WHAT IS BEING ASKED —
Note how many lines in the entries contain the string "good", then give that number and nothing else.

RECORDS FOR THE TASK —
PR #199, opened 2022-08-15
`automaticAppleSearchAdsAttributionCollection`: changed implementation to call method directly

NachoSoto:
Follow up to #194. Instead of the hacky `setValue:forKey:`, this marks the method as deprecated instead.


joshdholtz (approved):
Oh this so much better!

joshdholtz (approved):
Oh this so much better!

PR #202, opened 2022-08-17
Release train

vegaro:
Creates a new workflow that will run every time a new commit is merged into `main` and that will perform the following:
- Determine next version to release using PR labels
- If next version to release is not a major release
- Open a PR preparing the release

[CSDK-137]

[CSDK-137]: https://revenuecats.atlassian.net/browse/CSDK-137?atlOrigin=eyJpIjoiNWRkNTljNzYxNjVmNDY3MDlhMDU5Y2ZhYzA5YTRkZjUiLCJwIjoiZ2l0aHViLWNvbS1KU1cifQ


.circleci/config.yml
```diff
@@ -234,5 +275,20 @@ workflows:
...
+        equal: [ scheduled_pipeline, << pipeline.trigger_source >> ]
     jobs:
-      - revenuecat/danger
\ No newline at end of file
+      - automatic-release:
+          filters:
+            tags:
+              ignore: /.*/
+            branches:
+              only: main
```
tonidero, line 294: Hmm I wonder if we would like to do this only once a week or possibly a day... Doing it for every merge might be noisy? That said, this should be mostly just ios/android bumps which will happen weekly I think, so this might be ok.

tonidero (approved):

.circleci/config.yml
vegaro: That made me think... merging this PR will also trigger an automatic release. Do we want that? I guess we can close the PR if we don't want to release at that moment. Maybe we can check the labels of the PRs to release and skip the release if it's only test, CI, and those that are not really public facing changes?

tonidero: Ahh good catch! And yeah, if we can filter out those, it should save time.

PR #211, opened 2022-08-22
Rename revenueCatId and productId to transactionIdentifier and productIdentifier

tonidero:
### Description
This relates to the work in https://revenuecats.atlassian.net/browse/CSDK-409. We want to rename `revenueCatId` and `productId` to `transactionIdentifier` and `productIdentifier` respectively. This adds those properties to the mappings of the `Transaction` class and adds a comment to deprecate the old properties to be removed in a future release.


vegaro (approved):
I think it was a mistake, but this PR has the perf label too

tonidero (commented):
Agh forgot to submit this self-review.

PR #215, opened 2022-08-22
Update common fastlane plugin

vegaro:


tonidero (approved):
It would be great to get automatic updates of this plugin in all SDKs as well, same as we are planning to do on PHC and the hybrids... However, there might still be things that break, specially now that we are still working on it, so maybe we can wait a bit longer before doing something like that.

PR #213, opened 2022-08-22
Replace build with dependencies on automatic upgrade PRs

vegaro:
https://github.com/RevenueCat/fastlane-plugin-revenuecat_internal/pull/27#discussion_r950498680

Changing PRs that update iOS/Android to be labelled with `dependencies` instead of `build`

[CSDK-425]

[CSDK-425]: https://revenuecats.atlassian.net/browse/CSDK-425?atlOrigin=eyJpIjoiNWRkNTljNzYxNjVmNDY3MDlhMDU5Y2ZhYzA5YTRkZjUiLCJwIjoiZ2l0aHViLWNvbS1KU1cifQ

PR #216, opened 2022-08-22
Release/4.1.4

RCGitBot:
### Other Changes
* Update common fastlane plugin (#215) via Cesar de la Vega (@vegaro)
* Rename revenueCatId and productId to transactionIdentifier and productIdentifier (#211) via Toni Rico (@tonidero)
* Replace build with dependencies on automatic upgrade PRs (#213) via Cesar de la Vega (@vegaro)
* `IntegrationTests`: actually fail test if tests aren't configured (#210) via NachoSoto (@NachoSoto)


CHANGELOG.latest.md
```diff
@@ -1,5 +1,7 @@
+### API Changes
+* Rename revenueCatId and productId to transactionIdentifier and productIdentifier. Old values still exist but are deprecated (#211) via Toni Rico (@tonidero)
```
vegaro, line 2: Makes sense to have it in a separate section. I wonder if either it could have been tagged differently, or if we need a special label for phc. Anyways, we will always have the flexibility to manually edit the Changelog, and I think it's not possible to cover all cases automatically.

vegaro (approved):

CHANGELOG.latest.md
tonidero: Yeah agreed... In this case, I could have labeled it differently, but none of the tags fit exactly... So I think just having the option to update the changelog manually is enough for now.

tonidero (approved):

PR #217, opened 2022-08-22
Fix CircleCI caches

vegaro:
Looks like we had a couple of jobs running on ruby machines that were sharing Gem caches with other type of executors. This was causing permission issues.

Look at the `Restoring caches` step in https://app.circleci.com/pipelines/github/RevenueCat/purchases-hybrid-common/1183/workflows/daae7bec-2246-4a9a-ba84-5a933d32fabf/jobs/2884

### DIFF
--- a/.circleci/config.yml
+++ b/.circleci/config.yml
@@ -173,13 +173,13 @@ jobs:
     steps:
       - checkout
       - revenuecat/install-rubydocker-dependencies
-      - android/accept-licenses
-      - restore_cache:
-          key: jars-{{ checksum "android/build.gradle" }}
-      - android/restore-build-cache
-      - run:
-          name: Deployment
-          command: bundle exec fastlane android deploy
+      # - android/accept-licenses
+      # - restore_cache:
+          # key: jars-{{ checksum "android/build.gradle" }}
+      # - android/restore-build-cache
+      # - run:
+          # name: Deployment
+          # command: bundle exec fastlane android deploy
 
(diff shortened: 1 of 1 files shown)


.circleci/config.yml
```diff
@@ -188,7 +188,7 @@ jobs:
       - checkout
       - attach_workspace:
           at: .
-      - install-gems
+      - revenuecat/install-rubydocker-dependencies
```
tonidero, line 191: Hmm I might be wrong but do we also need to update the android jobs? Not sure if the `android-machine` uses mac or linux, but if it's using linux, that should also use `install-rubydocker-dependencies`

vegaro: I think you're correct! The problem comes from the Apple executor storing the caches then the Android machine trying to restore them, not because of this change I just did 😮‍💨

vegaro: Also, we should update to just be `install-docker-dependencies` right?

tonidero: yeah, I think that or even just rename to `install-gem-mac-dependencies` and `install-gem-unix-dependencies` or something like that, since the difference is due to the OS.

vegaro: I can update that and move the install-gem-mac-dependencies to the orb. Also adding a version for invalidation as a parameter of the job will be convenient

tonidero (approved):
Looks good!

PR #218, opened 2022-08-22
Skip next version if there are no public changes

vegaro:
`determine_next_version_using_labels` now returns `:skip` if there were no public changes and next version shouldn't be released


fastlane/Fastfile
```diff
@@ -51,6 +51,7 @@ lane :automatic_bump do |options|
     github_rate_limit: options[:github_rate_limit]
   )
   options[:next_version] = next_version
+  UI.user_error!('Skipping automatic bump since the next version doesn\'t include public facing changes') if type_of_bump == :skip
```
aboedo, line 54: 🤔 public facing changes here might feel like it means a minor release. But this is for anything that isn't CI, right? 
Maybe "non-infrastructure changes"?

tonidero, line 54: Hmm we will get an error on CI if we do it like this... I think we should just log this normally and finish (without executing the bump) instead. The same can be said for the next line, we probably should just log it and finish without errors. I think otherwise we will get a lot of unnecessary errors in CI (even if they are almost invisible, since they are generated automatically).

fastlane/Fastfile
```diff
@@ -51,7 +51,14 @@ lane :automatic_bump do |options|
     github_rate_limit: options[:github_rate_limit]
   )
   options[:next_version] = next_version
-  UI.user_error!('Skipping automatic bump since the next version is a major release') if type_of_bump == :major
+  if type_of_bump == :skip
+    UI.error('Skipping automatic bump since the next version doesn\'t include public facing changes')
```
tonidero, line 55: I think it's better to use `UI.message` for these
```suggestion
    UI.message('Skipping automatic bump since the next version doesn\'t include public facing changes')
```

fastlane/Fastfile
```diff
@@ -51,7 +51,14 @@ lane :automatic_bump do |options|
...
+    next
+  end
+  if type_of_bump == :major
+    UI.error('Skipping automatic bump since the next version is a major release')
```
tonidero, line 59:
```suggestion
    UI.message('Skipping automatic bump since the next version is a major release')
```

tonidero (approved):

WRITTEN REPLY —
2